You are right: we absolutely want to avoid what happened with coalmining in the 1980s. It goes back to what I was saying earlier: this Government are not agnostic about the future of jobs and manufacturing in our industrial communities right across the country. It is important that we invest in them not only because, frankly, we are in a race against the world for all the parts we need to deliver the future of energy, and we will need to produce some of them in this country, but because good, well-paid, skilled jobs are how we will manage the transition in a fair and prosperous way. It is critical for us.
I think it matches other policies. Yes, GB Energy will be a key part, but the industrial strategy will also be important. The national wealth fund and a whole range of levers will be important. The office for clean energy jobs is all about saying that, as a Government, we are committed to the future of this workforce and to creating tens of thousands of new jobs that do not currently exist.
Q
Michael Shanks: I think it is a combination of things. I urge you to read the Great British Energy founding statement document alongside the Bill, because it is important. The Bill is about setting up a company, and what we do not want to do is hamstring that company by putting in so much detail that it cannot move into the right places that give good investment opportunities for the taxpayer and deliver good energy projects.
The statement makes it clear that community energy, for example, is a key part of our local power plan.
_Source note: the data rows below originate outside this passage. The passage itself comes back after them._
PR #9521, opened 2016-08-23
Metrics API

gfiorav:
# SYNOPSIS

We need an endpoint where we can send metrics events with a common format (more below) and have the backend connect to any service required (one, another or multiple depending on the event) to trigger the event there.

## Event format

A post should be made to `api/v3/metrics` with the following format:

```json
{
    "name": "<event name>",
    "properties": "<properties>"
}
```

### Event name

This is the name of the event. It's name has to coincide with the backend class that represents it. If you choose a name that corresponds to no class, a friendly error is sent.

 For example: `Potato peeled` -> `Carto::Tracking::Events::PotatoPeeled`.

### Properties

This is a hash that should contain every value that the event needs: ~~no specific per-event requirement compliancy is checked. It's up to you to program it well.~~ Every event is validated accordingly and validation issues are returned. If the event has any record (vis, user) that is not accesible by the logged in user, you get 403.

IMPORTANT: You should never specify any attribute of a model other than it's id. For example, if you want to send a users' username, just specify `user_id: xxx`. There is a helper that will load the model and grab whatever you need from it in the back.

 For example:
```json
{
    "user_id": "abcd-efgh-ijkl-mnopq",
    "visualization_id": "1234-56789-1011-121314",
    "quota_overage": 32.3,
    "origin": "editor"
}
```

## Implementation

Meta, meta, meta, meta. I know, it's not deterministic. I've explored this solution and I recommend to CR this without seeing the diff, just the new stuff.

The paradigm is that we have an internal format for an event, that can be translated into other service's formats. Here is the tree for `lib/carto/tracking`:

```
├── events.rb
├── formats
│   ├── internal.rb
│   └── segment.rb
└── services
    └── segment.rb
```

Please CR @javitonino


app/controllers/carto/api/metrics_controller.rb
```diff
@@ -0,0 +1,35 @@
...
+      end
+
+      private
+
+      def load_event_class
+        event_name = params[:name]
+
+        raise Carto::UnprocesableEntityError.new('name not provided') unless event_name
+
+        modulized_name = "Carto::Tracking::Events::#{event_name.parameterize('_').camelize}"
```
javitonino: Question: Why not pass the class name directly to the controller, and avoid the parametrize + camelize? I mean, the original name has to be reconstructed from the class name anyway.

app/controllers/carto/api/metrics_controller.rb
```diff
@@ -0,0 +1,35 @@
+# encoding utf-8
+
+module Carto
+  module Api
+    class MetricsController < ::Api::ApplicationController
```
javitonino: This is complex enough to warrant some tests I feel. Nothing fancy, but make sure the metamagic to get the class name is working at least.

lib/carto/tracking/events.rb
```diff
@@ -1,253 +1,73 @@
...
-        private
-
-        def properties(visualization, views)
-          {
-            map_id: visualization.id,
-            map_name: visualization.fetch.name,
-            mapviews: views
-          }
+        def report
+          methods.select { |method_name| method_name =~ /^report_to/ }.each do |report_method|
```
javitonino: This is the meta thing I'm less sure about. But it is hidden and should not be problematic. I'll try to think if there is some way to break this.

Anyway, I'd use `starts_with?` rather than a regex.

lib/carto/tracking/formats/internal.rb
```diff
@@ -0,0 +1,42 @@
...
+  module Tracking
+    module Formats
+      class Internal
+        def initialize(hash)
+          @hash = hash ? hash.with_indifferent_access : Hash.new
+        end
+
+        # Symbol should be provided as a snake-case'd version the record's model class name.
+        # The id of said record should be provided with key: snake-case'd identifier + '_id'
+        # Only Cart:: records allowed!
```
javitonino: typo

lib/carto/tracking/formats/internal.rb
```diff
@@ -0,0 +1,42 @@
...
+        #  Ex.: :super_duper_mdoel -> Carto::SuperDuperModel; { super_duper_model_id: xxx }
+        def fetch_record(symbol)
```
javitonino: I fear this might be going too far, as we are only using a couple of models. I mean, the code is shorter without this:
```
user = Carto::User.find(@hash[:user_id])
visualization = Carto::Visualization.find(@hash[:visualization_id])
```

app/controllers/carto/api/metrics_controller.rb
```diff
@@ -0,0 +1,35 @@
...
+
+      ssl_required :create
+
+      before_filter :load_event_class, only: :create
+
+      rescue_from Carto::LoadError,
+                  Carto::UnprocesableEntityError, with: :rescue_from_carto_error
+
+      def create
+        @event_class.new(params[:properties]).report
```
javitonino: Crazy idea: Take user from current_user instead of the properties. Don't know if it is always the correct thing, so just think about it.

javitonino:
Left some comments, mainly to open some discussions.

app/controllers/carto/api/metrics_controller.rb
gfiorav: We are on the meta wagon, and it has no brakes.

On a serious note: the reason is to have nice names like `Exported map` and not have to maintain a `map`. The map isn't to bad though.

app/controllers/carto/api/metrics_controller.rb
gfiorav: yup, forgot to commit them 😅

lib/carto/tracking/events.rb
gfiorav: This is the only meta thing I would actually keep! 

Isn't starts_with doing that under the hood?

lib/carto/tracking/formats/internal.rb
gfiorav: Probably. The controlled fetch process can be extracted though, that's why I separated it.

app/controllers/carto/api/metrics_controller.rb
gfiorav: Yeah, I thought about it... I prefer to use the one provided in each case, but I do have the feeling that the whole "user required" stuff is smelly.

app/controllers/carto/api/metrics_controller.rb
javitonino: Not talking about removing the meta (yet...), just the `.parameterize('_').camelize}` and call this with `ExportedMap` instead of `Exported map`.

lib/carto/tracking/events.rb
javitonino: Nope, it doesn't spin up the regex engine, instead it just compares the first few bytes of the string. More efficient and secure.

gfiorav:
Added some stuff:

+ Per-event property validation
+ Records concerned by the properties are tested to be accesible by the user logged in.

gfiorav:
Tests are 🍏 

I've added validation and security concerns.

Please have a quick look @javitonino

lib/tasks/notify_trending_maps.rake
```diff
@@ -23,7 +23,9 @@ namespace :cartodb do
                                                                                           300)
         unless simulation
           trending_maps_lib.notify_trending_map(visualization_id, views, preview_image)
-          Carto::Tracking::Events::ScoredTrendingMap.new(visualization.fetch.user, visualization, views).report
+          Carto::Tracking::Events::ScoredTrendingMap.new(user_id: visualization.fetch.user.id,
+                                                         visualization_id: visualization.id,
+                                                         mapviews: views).report
```
javitonino: Super minor: maybe `map_views` for consistency?

lib/resque/tracking_jobs.rb
```diff
@@ -0,0 +1,22 @@
+# encoding utf-8
+
+module Resque
+  module TrackingJobs
+    module SendSegmentEvent
+      @queue = :tracker
+
+      def self.perform(user_id, name, properties)
+        return unless key = Cartodb.config[:segment]['api_key']
```
javitonino: This crashes if `Cartodb.config[:segment]` is nil. Not a big deal since there is a check in the enqueuing, but easily solved with `Cartodb.get_config(:segment, 'api_key')`.

lib/carto/tracking/validators/user.rb
```diff
@@ -0,0 +1,15 @@
+# encoding utf-8
+
+module Carto
```
javitonino:
```
#
 #
  #
   #
  #
 #
#
```

gfiorav: you mean
```
#
 #
  #
   #
   #
  #
 #
#
```

lib/carto/tracking/formats/internal.rb
javitonino: Typo not gone :stuck_out_tongue:

lib/carto/tracking/formats/internal.rb
```diff
@@ -0,0 +1,56 @@
...
+          record_id_key = "#{symbol_string}_id".freeze
+          record_id = @hash[record_id_key]
+
+          record_class_name.constantize.find(record_id)
+        rescue
+          record_id ? (raise Carto::LoadError.new("#{record_class_name} not found")) : nil
+        end
+
+        # Find anything like xxx_id and tries to fetch a record for it.
+        def concerned_records
```
javitonino: I cannot find this in use anywhere.

lib/carto/tracking/events.rb
```diff
@@ -1,253 +1,180 @@
...
-            Carto::Tracking::Events::FailedConnection.new(user, parameters)
-          end
-        end
+      class LikedMap < Event
+        include Carto::Tracking::Services::Segment
+
+        include Carto::Tracking::Validators::Visualization::Readable
+        include Carto::Tracking::Validators::User
+
+        required_properties :user_id, :visualization_id, :action
```
javitonino: Question, Are `:user_id, :visualization_id` required to be here? Maybe they can be deleted. Not saying they should, depends a bit on validation errors (it can be valuable to have it break sooner, if fields are missing, before trying to fetch it). 

Also curious, does the validator crash if we remove this and `visualization_id` is missing? Reading `fetch_record!` it seems like it might.

lib/carto/tracking/validators/visualization.rb
```diff
@@ -0,0 +1,35 @@
+# encoding utf-8
+
+module Carto
+  module Tracking
+    module Validators
+      module Visualization
+        module Helpers
+          def visualization
+            @format.fetch_record!(:visualization)
```
javitonino: Seeing that something very similar to this is also used in `lib/carto/tracking/formats/internal.rb to_segment` it may make more sense to move this method there. Not sure if they can easily be made compatible.

app/controllers/api/json/visualizations_controller.rb
```diff
@@ -277,13 +303,17 @@ def remove_like
...
         @stats_aggregator.timing('destroy') do
-          vis.remove_like_from(current_viewer.id)
+          vis.remove_like_from(current_viewer_id)
              .fetch
              .invalidate_cache
         end
 
-        Carto::Tracking::Events::DislikedMap.new(current_viewer, vis).report
+        Carto::Tracking::Events::LikedMap.new(current_viewer_id,
+                                              user_id: current_viewer_id,
```
javitonino: Having this duplication of `current_viewer_id` seems a bit overkill. Maybe it could be somehow refactored (say set `user_id` to `reporter_id` if no `user_id` is specified).

javitonino: On second thought, I like the explicit way more than adding more magic to this. Disregard.

lib/carto/tracking/events.rb
```diff
@@ -1,253 +1,180 @@
...
         def report
-          Carto::Tracking::SegmentWrapper.new.send_event(@user, @name, @properties.merge(event_properties))
+          report!
         rescue => exception
-          CartoDB::Logger.warning(message: 'Carto::Tracking: Event couldn\'t be reported',
-                                  exception: exception,
-                                  properties: @properties,
-                                  user: @user)
+          CartoDB::Logger.error(message: 'Carto::Tracking: Couldn\'t report event',
+                                exception: exception)
```
javitonino: You could add more information about the event here. Yes, it can be guessed from the backtrace, but having the event name, and the internal `@format` would be nice, I feel.

lib/carto/tracking/events.rb
```diff
@@ -1,253 +1,180 @@
...
-      end
+      class FailedConnection < Event
+        include Carto::Tracking::Services::Segment
 
-      class CreatedDataset < TrackingEvent
-        def initialize(user, table_visualization, origin: 'blank')
-          super(user, 'Created dataset', visualization_properties(table_visualization, origin: origin))
-        end
-      end
+        include Carto::Tracking::Validators::Visualization::Writable
```
javitonino: Do failed imports have a visualization assigned to them? I read the importer code and didn't seem like it.

lib/carto/tracking/formats/segment.rb
```diff
@@ -0,0 +1,113 @@
...
+        end
+
+        def to_hash
+          properties = event_properties
+
+          properties.merge!(user_properties) if @user
+          properties.merge!(visualization_properties) if @visualization
+          properties.merge!(connection_properties) if @connection
+          properties.merge!(map_liking_properties) if @action
+          properties.merge!(trending_map_properties) if @mapviews
```
javitonino: If a property is repeated in this methods, it can be overwritten in some cases. It doesn't seem to be a problem as the ones with the same name, always have the same value :+1:

javitonino:
Wrote a bunch of stuff. I think nothing really serious, mostly suggestions (feel free to ignore).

We want to see many more community-owned energy projects, for a combination of reasons. They have real social and economic benefits for communities. For us, there is the belief that communities having a stake in those projects is important: communities having ownership and feeling part of the mission will help us with some of the arguments for the amount of infrastructure that we will have to build in the next few years. Also, in certain areas we want small-scale generation projects to have access to connections that bigger projects cannot have. Frankly, in a lot of cases, building the power generation near the population is where we have issues with spatial energy planning across the country.
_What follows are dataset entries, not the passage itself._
PR #9526, opened 2016-08-23
Prepend table name with owner's username.

### LINKED ISSUE #9516: Prefix sql query with user when the dataset is shared inside org
If an owner is working with a dataset, the default query (or custom) doesn't include the user prefix for tables' names. If this user shares the dataset with another user, the data visualisation fails because `the relation doesn't exist`. It's necessary to prefix the table's name with the owner's name in order to work properly.

~~Also, there is an inconsistency between the view when the dataset is shared with read permission and write and read permission. In the first scenario, the user is redirected to the public view.~~

nobuti:
This PR fixes #9516.

It prepends the owner's username to table name if the dataset it's shared.

cc @xavijam

### DIFF
--- a/lib/assets/javascripts/cartodb3/dataset.js
+++ b/lib/assets/javascripts/cartodb3/dataset.js
@@ -31,7 +31,6 @@ var OrganizationUsers = require('./data/organization-users-collection');
 var HeaderView = require('./dataset/dataset-header/header-view');
 var Notifier = require('./components/notifier/notifier');
 var UserGroupFetcher = require('./data/users-group-fetcher');
-var SQLUtils = require('./helpers/sql-utils');
 
 var userData = window.userData;
 var visData = window.visualizationData;
@@ -88,13 +87,6 @@ UserGroupFetcher.track({
 
 var tableName = tableModel.getUnqualifiedName();
 var query = layerModel.get('sql') || 'SELECT * FROM ' + Utils.safeTableNameQuoting(tableName);
-var isOwner = tableModel.isOwner(userModel);
-var userName;
-
-if (!isOwner) {
-  userName = tableModel.get('permission').owner.username;
-  query = SQLUtils.prependTableName(query, tableName, userName);
-}
 
 var querySchemaModel = new QuerySchemaModel({
   query: query,
--- a/lib/assets/javascripts/cartodb3/dataset.js
+++ b/lib/assets/javascripts/cartodb3/dataset.js
@@ -74,7 +74,15 @@ UserGroupFetcher.track({
   acl: visModel.getPermissionModel().acl
 });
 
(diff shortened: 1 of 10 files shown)


lib/assets/javascripts/cartodb3/helpers/sql-utils.js
```diff
@@ -60,6 +60,18 @@ module.exports = {
 
   _removeLineBreaks: function (sql) {
     return sql.replace(/\r?\n|\r/g, ' ');
-  }
+  },
+
+  prependTableName: function (sql, tableModel, userModel) {
+    var isOwner = tableModel.isOwner(userModel);
```
xavijam: Not sure about having this logic in this class. For me we should prepend the user name before the table is needed, but we should check if it is necessary before using it.

nobuti: Do you mean in `tableModel::getUnquotedName()`? But in any case, we have to make a replace in the query that comes from the backend right? How does it solve this case?

xavijam: Yeah, replace is needed, and I like the idea of having a method to do that here. But I would not check if the action is needed here, I'd do it before.

lib/assets/javascripts/cartodb3/dataset.js
```diff
@@ -73,8 +74,10 @@ UserGroupFetcher.track({
   acl: visModel.getPermissionModel().acl
 });
 
+var query = SQLUtils.prependTableName(layerModel.get('sql') || 'SELECT * FROM ' + Utils.safeTableNameQuoting(tableModel.getUnquotedName()), tableModel, userModel);
```
xavijam: Basically here, for example, check if sql has to be qualified.

lib/assets/javascripts/cartodb3/dataset/dataset-options/dataset-options-view.js
```diff
@@ -275,7 +275,8 @@ module.exports = CoreView.extend({
   },
 
   _defaultSQL: function () {
-    return 'SELECT * FROM ' + this._tableModel.getUnquotedName();
+    var defaultQuery = 'SELECT * FROM ' + this._tableModel.getUnquotedName();
```
xavijam: And here.

lib/assets/javascripts/cartodb3/dataset.js
nobuti: 👍  It's more or less how I had it initially, but in order to not repeat the `isOwner` condition calculation every time the method is called , I moved it inside the helper.

xavijam: It is only in two places, not that bad. I wanted to have sql-utils kind of easy and simple and not knowing about rest of the things outside.

xavijam:
I feel we need it in the builder view too.

xavijam:
:kiss:

xavijam:
Come on!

There are huge opportunities. We are committed to increasing community ownership. We have also said in the local power plan that it could look like municipal ownership of certain generation projects, or it could look like local authorities or combined authorities. We are quite open about what it looks like, but we want to create a landscape where Great British Energy can invest and also provide some capacity to help organisations to get over the line. We all know that local government is struggling and is on its knees right across the country, after years of underfunding. The capacity to deliver a lot of the projects is not there, so GB Energy can fill that gap.